All entries must be given again in full, exactly as they were supplied.

- - - - -

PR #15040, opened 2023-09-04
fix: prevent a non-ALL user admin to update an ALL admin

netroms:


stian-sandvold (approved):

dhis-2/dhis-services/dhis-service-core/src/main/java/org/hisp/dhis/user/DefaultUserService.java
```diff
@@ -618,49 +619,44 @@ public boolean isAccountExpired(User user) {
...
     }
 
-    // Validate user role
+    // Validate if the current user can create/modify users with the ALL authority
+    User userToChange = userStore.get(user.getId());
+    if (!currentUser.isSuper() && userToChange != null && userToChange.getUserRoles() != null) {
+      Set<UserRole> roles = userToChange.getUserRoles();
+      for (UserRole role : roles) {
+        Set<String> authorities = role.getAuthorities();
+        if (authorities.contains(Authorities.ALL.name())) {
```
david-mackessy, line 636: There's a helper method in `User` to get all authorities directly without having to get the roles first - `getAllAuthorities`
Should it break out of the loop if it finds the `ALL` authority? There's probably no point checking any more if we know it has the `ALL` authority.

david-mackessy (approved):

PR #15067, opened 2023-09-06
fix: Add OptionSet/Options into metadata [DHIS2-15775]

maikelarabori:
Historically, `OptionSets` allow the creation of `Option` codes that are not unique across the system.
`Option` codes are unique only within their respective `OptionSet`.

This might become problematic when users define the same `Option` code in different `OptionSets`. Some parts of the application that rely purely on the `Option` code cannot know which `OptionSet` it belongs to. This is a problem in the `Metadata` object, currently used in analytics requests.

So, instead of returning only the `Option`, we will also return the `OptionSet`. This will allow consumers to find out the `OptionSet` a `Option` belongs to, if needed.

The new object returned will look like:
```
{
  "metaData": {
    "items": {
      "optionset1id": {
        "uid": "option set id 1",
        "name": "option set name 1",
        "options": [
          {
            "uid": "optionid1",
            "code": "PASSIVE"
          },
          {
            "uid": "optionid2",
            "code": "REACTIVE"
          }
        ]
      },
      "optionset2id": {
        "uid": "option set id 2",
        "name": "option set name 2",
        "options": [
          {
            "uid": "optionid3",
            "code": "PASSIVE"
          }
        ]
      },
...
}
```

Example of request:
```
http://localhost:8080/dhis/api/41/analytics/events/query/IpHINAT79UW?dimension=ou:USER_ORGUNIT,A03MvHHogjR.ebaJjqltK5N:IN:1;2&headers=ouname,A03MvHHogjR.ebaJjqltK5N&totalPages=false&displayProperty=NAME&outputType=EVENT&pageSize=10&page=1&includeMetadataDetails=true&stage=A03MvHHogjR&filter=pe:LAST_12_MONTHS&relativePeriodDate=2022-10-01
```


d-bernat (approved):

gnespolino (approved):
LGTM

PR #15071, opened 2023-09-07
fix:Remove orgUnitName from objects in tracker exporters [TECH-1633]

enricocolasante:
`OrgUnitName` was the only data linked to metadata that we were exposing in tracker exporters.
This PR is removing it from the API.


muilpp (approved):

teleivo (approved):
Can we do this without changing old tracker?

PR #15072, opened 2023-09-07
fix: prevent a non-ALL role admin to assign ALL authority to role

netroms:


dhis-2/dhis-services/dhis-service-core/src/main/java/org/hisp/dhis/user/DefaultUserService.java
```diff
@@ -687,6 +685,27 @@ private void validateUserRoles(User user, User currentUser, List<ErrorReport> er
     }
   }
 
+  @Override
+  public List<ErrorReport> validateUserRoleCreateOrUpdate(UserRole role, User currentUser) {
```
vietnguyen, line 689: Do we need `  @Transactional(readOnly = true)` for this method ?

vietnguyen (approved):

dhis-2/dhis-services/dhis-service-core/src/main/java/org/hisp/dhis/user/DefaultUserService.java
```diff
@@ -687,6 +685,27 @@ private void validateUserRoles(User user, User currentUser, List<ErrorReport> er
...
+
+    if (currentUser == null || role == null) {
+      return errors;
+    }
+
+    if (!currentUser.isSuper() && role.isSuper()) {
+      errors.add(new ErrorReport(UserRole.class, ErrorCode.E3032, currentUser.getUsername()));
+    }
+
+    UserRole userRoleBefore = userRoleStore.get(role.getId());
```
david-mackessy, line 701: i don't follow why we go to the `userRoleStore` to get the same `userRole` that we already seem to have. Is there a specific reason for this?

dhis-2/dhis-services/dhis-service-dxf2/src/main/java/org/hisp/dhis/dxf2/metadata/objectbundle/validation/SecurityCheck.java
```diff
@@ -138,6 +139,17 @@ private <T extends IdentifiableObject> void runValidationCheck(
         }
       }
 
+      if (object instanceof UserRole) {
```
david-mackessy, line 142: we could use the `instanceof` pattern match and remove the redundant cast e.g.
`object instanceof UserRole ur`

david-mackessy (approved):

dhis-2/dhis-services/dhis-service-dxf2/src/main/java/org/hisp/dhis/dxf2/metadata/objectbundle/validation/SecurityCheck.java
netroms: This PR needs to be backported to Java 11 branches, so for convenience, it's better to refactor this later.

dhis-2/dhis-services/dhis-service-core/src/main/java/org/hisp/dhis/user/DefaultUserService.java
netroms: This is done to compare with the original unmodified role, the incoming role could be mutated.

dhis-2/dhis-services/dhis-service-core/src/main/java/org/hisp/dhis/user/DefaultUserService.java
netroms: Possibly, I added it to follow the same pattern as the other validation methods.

- - - - -

## Answer to this problem
PR #15040, opened 2023-09-04
fix: prevent a non-ALL user admin to update an ALL admin

netroms:


stian-sandvold (approved):

dhis-2/dhis-services/dhis-service-core/src/main/java/org/hisp/dhis/user/DefaultUserService.java
```diff
@@ -618,49 +619,44 @@ public boolean isAccountExpired(User user) {
...
     }
 
-    // Validate user role
+    // Validate if the current user can create/modify users with the ALL authority
+    User userToChange = userStore.get(user.getId());
+    if (!currentUser.isSuper() && userToChange != null && userToChange.getUserRoles() != null) {
+      Set<UserRole> roles = userToChange.getUserRoles();
+      for (UserRole role : roles) {
+        Set<String> authorities = role.getAuthorities();
+        if (authorities.contains(Authorities.ALL.name())) {
```
david-mackessy, line 636: There's a helper method in `User` to get all authorities directly without having to get the roles first - `getAllAuthorities`
Should it break out of the loop if it finds the `ALL` authority? There's probably no point checking any more if we know it has the `ALL` authority.

david-mackessy (approved):

PR #15067, opened 2023-09-06
fix: Add OptionSet/Options into metadata [DHIS2-15775]

maikelarabori:
Historically, `OptionSets` allow the creation of `Option` codes that are not unique across the system.
`Option` codes are unique only within their respective `OptionSet`.

This might become problematic when users define the same `Option` code in different `OptionSets`. Some parts of the application that rely purely on the `Option` code cannot know which `OptionSet` it belongs to. This is a problem in the `Metadata` object, currently used in analytics requests.

So, instead of returning only the `Option`, we will also return the `OptionSet`. This will allow consumers to find out the `OptionSet` a `Option` belongs to, if needed.

The new object returned will look like:
```
{
  "metaData": {
    "items": {
      "optionset1id": {
        "uid": "option set id 1",
        "name": "option set name 1",
        "options": [
          {
            "uid": "optionid1",
            "code": "PASSIVE"
          },
          {
            "uid": "optionid2",
            "code": "REACTIVE"
          }
        ]
      },
      "optionset2id": {
        "uid": "option set id 2",
        "name": "option set name 2",
        "options": [
          {
            "uid": "optionid3",
            "code": "PASSIVE"
          }
        ]
      },
...
}
```

Example of request:
```
http://localhost:8080/dhis/api/41/analytics/events/query/IpHINAT79UW?dimension=ou:USER_ORGUNIT,A03MvHHogjR.ebaJjqltK5N:IN:1;2&headers=ouname,A03MvHHogjR.ebaJjqltK5N&totalPages=false&displayProperty=NAME&outputType=EVENT&pageSize=10&page=1&includeMetadataDetails=true&stage=A03MvHHogjR&filter=pe:LAST_12_MONTHS&relativePeriodDate=2022-10-01
```


d-bernat (approved):

gnespolino (approved):
LGTM

PR #15071, opened 2023-09-07
fix:Remove orgUnitName from objects in tracker exporters [TECH-1633]

enricocolasante:
`OrgUnitName` was the only data linked to metadata that we were exposing in tracker exporters.
This PR is removing it from the API.


muilpp (approved):

teleivo (approved):
Can we do this without changing old tracker?

PR #15072, opened 2023-09-07
fix: prevent a non-ALL role admin to assign ALL authority to role

netroms:


dhis-2/dhis-services/dhis-service-core/src/main/java/org/hisp/dhis/user/DefaultUserService.java
```diff
@@ -687,6 +685,27 @@ private void validateUserRoles(User user, User currentUser, List<ErrorReport> er
     }
   }
 
+  @Override
+  public List<ErrorReport> validateUserRoleCreateOrUpdate(UserRole role, User currentUser) {
```
vietnguyen, line 689: Do we need `  @Transactional(readOnly = true)` for this method ?

vietnguyen (approved):

dhis-2/dhis-services/dhis-service-core/src/main/java/org/hisp/dhis/user/DefaultUserService.java
```diff
@@ -687,6 +685,27 @@ private void validateUserRoles(User user, User currentUser, List<ErrorReport> er
...
+
+    if (currentUser == null || role == null) {
+      return errors;
+    }
+
+    if (!currentUser.isSuper() && role.isSuper()) {
+      errors.add(new ErrorReport(UserRole.class, ErrorCode.E3032, currentUser.getUsername()));
+    }
+
+    UserRole userRoleBefore = userRoleStore.get(role.getId());
```
david-mackessy, line 701: i don't follow why we go to the `userRoleStore` to get the same `userRole` that we already seem to have. Is there a specific reason for this?

dhis-2/dhis-services/dhis-service-dxf2/src/main/java/org/hisp/dhis/dxf2/metadata/objectbundle/validation/SecurityCheck.java
```diff
@@ -138,6 +139,17 @@ private <T extends IdentifiableObject> void runValidationCheck(
         }
       }
 
+      if (object instanceof UserRole) {
```
david-mackessy, line 142: we could use the `instanceof` pattern match and remove the redundant cast e.g.
`object instanceof UserRole ur`

david-mackessy (approved):

dhis-2/dhis-services/dhis-service-dxf2/src/main/java/org/hisp/dhis/dxf2/metadata/objectbundle/validation/SecurityCheck.java
netroms: This PR needs to be backported to Java 11 branches, so for convenience, it's better to refactor this later.

dhis-2/dhis-services/dhis-service-core/src/main/java/org/hisp/dhis/user/DefaultUserService.java
netroms: This is done to compare with the original unmodified role, the incoming role could be mutated.

dhis-2/dhis-services/dhis-service-core/src/main/java/org/hisp/dhis/user/DefaultUserService.java
netroms: Possibly, I added it to follow the same pattern as the other validation methods.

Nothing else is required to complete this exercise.